#### PROBLEM TO WORK ON
Wherever the word "environment" appears in a line of the data, that line should be copied.

#### RECORDS FOR PROCESSING
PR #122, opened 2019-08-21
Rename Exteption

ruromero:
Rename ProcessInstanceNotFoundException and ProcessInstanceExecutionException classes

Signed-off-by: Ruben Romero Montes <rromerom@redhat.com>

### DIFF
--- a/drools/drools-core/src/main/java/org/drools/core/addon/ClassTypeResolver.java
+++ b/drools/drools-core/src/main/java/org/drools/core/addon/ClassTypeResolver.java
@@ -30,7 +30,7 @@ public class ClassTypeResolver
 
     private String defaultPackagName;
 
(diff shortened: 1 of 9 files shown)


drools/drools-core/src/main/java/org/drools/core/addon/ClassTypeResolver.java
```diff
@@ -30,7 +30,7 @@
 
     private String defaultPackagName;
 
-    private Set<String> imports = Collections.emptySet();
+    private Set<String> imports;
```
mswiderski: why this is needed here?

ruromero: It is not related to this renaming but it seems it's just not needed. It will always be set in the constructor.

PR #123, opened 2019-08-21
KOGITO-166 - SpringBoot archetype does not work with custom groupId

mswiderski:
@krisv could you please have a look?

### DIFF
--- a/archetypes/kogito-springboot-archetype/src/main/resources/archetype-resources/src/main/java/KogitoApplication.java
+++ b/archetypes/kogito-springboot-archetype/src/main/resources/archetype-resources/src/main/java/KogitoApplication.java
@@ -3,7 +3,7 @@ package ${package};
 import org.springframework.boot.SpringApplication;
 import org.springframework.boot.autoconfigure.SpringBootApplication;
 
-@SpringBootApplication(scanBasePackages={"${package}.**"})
---
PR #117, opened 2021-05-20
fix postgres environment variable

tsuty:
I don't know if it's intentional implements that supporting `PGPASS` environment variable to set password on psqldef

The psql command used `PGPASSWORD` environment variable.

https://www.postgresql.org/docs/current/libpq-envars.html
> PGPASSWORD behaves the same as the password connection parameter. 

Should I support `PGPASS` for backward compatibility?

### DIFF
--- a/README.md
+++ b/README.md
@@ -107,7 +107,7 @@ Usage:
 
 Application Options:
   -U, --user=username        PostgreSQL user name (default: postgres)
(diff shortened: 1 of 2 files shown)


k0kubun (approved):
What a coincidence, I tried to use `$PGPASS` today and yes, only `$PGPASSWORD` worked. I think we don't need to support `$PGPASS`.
---
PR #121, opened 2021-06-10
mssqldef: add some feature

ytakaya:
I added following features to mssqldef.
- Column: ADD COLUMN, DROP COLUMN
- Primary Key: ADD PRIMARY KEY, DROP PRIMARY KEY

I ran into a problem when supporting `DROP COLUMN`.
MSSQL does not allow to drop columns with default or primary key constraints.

#### RESPONSE BELOW
fix postgres environment variable
I don't know if it's intentional implements that supporting `PGPASS` environment variable to set password on psqldef
The psql command used `PGPASSWORD` environment variable.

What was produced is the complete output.